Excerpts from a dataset

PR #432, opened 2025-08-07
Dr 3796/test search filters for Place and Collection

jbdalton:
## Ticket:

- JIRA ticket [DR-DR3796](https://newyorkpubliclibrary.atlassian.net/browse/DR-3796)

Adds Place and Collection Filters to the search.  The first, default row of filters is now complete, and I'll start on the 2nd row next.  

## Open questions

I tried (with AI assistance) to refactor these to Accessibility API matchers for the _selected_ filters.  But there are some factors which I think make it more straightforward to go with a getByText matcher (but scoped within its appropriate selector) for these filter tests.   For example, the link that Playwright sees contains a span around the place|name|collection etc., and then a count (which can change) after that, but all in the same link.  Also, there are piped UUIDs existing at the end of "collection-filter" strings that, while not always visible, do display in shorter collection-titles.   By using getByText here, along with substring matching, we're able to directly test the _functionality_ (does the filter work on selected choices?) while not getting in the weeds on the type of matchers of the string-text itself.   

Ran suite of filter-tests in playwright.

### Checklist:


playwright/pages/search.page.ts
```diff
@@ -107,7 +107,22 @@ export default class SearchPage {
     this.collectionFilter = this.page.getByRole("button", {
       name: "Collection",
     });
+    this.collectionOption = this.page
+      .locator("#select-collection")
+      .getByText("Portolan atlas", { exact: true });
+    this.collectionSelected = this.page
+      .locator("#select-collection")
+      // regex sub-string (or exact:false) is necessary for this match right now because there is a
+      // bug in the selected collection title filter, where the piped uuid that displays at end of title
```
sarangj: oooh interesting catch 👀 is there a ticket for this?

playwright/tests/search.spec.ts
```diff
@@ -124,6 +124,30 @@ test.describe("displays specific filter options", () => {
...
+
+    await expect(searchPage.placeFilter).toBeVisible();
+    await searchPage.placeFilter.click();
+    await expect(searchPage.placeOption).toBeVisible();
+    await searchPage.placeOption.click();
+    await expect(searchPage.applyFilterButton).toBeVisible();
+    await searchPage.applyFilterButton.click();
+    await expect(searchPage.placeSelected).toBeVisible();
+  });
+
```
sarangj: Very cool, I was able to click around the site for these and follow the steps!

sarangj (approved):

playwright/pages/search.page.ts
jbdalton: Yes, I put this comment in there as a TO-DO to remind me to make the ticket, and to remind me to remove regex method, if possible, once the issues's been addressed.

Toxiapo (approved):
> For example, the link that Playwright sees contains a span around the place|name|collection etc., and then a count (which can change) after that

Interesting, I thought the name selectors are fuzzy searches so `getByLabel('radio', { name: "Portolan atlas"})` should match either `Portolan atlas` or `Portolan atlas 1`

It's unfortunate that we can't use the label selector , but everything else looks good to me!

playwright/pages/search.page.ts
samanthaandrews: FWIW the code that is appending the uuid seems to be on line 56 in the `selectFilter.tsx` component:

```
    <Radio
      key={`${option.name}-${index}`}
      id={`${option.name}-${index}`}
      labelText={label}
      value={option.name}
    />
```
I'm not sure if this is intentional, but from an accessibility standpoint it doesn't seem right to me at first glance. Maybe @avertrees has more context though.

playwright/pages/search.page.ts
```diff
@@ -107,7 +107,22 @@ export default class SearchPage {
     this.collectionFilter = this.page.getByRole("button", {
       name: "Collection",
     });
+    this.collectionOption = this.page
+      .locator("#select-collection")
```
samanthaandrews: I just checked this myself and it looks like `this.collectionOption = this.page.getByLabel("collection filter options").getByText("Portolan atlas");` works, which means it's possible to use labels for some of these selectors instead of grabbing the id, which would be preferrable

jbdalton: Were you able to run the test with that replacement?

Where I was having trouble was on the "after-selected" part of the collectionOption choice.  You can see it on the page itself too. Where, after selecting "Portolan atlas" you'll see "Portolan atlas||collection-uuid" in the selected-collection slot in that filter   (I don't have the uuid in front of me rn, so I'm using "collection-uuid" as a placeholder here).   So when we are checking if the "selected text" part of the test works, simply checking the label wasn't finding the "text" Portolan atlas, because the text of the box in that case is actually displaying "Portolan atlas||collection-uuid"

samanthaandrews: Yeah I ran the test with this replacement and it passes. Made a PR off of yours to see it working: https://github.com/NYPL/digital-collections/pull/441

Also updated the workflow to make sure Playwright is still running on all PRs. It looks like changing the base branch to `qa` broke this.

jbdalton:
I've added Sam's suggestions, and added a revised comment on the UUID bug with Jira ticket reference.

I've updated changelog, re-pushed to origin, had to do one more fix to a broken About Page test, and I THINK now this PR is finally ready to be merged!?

» What you need to do
Could the data above be returned exactly as it stands?

» Finished task
PR #432, opened 2025-08-07
Dr 3796/test search filters for Place and Collection

jbdalton:
## Ticket:

- JIRA ticket [DR-DR3796](https://newyorkpubliclibrary.atlassian.net/browse/DR-3796)

Adds Place and Collection Filters to the search.  The first, default row of filters is now complete, and I'll start on the 2nd row next.  

## Open questions

I tried (with AI assistance) to refactor these to Accessibility API matchers for the _selected_ filters.  But there are some factors which I think make it more straightforward to go with a getByText matcher (but scoped within its appropriate selector) for these filter tests.   For example, the link that Playwright sees contains a span around the place|name|collection etc., and then a count (which can change) after that, but all in the same link.  Also, there are piped UUIDs existing at the end of "collection-filter" strings that, while not always visible, do display in shorter collection-titles.   By using getByText here, along with substring matching, we're able to directly test the _functionality_ (does the filter work on selected choices?) while not getting in the weeds on the type of matchers of the string-text itself.   

Ran suite of filter-tests in playwright.

### Checklist:


playwright/pages/search.page.ts
```diff
@@ -107,7 +107,22 @@ export default class SearchPage {
     this.collectionFilter = this.page.getByRole("button", {
       name: "Collection",
     });
+    this.collectionOption = this.page
+      .locator("#select-collection")
+      .getByText("Portolan atlas", { exact: true });
+    this.collectionSelected = this.page
+      .locator("#select-collection")
+      // regex sub-string (or exact:false) is necessary for this match right now because there is a
+      // bug in the selected collection title filter, where the piped uuid that displays at end of title
```
sarangj: oooh interesting catch 👀 is there a ticket for this?

playwright/tests/search.spec.ts
```diff
@@ -124,6 +124,30 @@ test.describe("displays specific filter options", () => {
...
+
+    await expect(searchPage.placeFilter).toBeVisible();
+    await searchPage.placeFilter.click();
+    await expect(searchPage.placeOption).toBeVisible();
+    await searchPage.placeOption.click();
+    await expect(searchPage.applyFilterButton).toBeVisible();
+    await searchPage.applyFilterButton.click();
+    await expect(searchPage.placeSelected).toBeVisible();
+  });
+
```
sarangj: Very cool, I was able to click around the site for these and follow the steps!

sarangj (approved):

playwright/pages/search.page.ts
jbdalton: Yes, I put this comment in there as a TO-DO to remind me to make the ticket, and to remind me to remove regex method, if possible, once the issues's been addressed.

Toxiapo (approved):
> For example, the link that Playwright sees contains a span around the place|name|collection etc., and then a count (which can change) after that

Interesting, I thought the name selectors are fuzzy searches so `getByLabel('radio', { name: "Portolan atlas"})` should match either `Portolan atlas` or `Portolan atlas 1`

It's unfortunate that we can't use the label selector , but everything else looks good to me!

playwright/pages/search.page.ts
samanthaandrews: FWIW the code that is appending the uuid seems to be on line 56 in the `selectFilter.tsx` component:

```
    <Radio
      key={`${option.name}-${index}`}
      id={`${option.name}-${index}`}
      labelText={label}
      value={option.name}
    />
```
I'm not sure if this is intentional, but from an accessibility standpoint it doesn't seem right to me at first glance. Maybe @avertrees has more context though.

playwright/pages/search.page.ts
```diff
@@ -107,7 +107,22 @@ export default class SearchPage {
     this.collectionFilter = this.page.getByRole("button", {
       name: "Collection",
     });
+    this.collectionOption = this.page
+      .locator("#select-collection")
```
samanthaandrews: I just checked this myself and it looks like `this.collectionOption = this.page.getByLabel("collection filter options").getByText("Portolan atlas");` works, which means it's possible to use labels for some of these selectors instead of grabbing the id, which would be preferrable

jbdalton: Were you able to run the test with that replacement?

Where I was having trouble was on the "after-selected" part of the collectionOption choice.  You can see it on the page itself too. Where, after selecting "Portolan atlas" you'll see "Portolan atlas||collection-uuid" in the selected-collection slot in that filter   (I don't have the uuid in front of me rn, so I'm using "collection-uuid" as a placeholder here).   So when we are checking if the "selected text" part of the test works, simply checking the label wasn't finding the "text" Portolan atlas, because the text of the box in that case is actually displaying "Portolan atlas||collection-uuid"

samanthaandrews: Yeah I ran the test with this replacement and it passes. Made a PR off of yours to see it working: https://github.com/NYPL/digital-collections/pull/441

Also updated the workflow to make sure Playwright is still running on all PRs. It looks like changing the base branch to `qa` broke this.

jbdalton:
I've added Sam's suggestions, and added a revised comment on the UUID bug with Jira ticket reference.

I've updated changelog, re-pushed to origin, had to do one more fix to a broken About Page test, and I THINK now this PR is finally ready to be merged!?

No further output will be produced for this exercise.